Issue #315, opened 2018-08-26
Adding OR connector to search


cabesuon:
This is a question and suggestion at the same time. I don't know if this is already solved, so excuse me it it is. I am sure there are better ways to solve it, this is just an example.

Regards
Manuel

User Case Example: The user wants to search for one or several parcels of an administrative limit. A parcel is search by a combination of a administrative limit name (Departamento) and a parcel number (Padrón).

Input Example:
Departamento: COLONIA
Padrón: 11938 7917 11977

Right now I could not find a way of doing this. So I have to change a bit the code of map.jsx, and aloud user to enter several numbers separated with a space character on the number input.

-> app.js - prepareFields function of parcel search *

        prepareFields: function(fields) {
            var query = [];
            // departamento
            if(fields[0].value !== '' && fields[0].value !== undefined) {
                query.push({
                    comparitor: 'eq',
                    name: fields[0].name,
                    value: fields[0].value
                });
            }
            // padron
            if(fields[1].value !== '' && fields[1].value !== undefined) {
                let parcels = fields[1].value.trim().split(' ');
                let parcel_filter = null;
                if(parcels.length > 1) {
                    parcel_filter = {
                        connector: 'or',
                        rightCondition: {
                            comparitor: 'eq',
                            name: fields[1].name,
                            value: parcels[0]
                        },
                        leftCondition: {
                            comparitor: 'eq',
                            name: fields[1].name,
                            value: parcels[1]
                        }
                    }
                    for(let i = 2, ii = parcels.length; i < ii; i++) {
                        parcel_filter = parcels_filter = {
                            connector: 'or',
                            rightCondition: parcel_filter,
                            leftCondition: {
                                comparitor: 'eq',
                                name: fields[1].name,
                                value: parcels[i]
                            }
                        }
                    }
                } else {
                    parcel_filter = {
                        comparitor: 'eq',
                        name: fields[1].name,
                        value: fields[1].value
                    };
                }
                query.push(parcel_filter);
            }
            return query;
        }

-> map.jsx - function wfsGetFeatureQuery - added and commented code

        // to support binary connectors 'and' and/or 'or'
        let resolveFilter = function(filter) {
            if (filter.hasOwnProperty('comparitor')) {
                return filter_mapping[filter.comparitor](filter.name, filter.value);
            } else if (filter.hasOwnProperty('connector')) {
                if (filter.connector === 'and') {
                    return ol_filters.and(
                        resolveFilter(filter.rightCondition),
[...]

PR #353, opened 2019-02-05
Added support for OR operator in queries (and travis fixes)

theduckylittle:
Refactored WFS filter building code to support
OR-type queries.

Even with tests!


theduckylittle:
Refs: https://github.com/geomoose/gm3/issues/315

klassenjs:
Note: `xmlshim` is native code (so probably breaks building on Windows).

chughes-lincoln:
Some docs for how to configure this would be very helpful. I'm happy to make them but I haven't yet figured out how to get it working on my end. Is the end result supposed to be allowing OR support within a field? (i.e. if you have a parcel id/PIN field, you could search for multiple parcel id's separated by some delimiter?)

● ● ●

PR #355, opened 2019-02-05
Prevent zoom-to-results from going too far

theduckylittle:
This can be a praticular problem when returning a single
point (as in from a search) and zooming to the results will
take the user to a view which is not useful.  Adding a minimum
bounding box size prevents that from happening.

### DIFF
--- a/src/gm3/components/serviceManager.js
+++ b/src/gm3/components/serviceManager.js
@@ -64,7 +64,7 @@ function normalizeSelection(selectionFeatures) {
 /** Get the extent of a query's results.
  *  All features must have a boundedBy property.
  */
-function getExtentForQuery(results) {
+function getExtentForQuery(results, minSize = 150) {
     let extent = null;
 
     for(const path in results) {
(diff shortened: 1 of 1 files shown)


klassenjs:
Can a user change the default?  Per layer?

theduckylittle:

● ● ●

Starting with the line with "connectors 'and' and/or 'or'" above and going on through the line with "if (filter.connector === 'and')", transcribe every line exactly, both ends included, and add nothing.

WRITTEN SOLUTION:
        // to support binary connectors 'and' and/or 'or'
        let resolveFilter = function(filter) {
            if (filter.hasOwnProperty('comparitor')) {
                return filter_mapping[filter.comparitor](filter.name, filter.value);
            } else if (filter.hasOwnProperty('connector')) {
                if (filter.connector === 'and') {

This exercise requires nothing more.